ASSIGNED TASK: An acceptable answer repeats exactly the line with "[infra/cmake] Introduce TensorFlowProtoText" and each line after it through the end of the entries, and includes nothing else.

INPUT:
PR #3090, opened 2020-07-13
[infra/cmake] Introduce TensorFlowProtoText 1.13.1

hseok-oh:
Introduce ProtoText for TensorFlow 1.13.1


parjong:
@seanshpark @hseok-oh You may remove [tfgraph-xform](https://github.com/Samsung/ONE/tree/master/compiler/tfgraph-xform) if this makes it difficult to maintain. As I remember, ``tfgraph-xform`` is the only module that needs this package.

OUTPUT:
[infra/cmake] Introduce TensorFlowProtoText 1.13.1

hseok-oh:
Introduce ProtoText for TensorFlow 1.13.1


parjong:
@seanshpark @hseok-oh You may remove [tfgraph-xform](https://github.com/Samsung/ONE/tree/master/compiler/tfgraph-xform) if this makes it difficult to maintain. As I remember, ``tfgraph-xform`` is the only module that needs this package.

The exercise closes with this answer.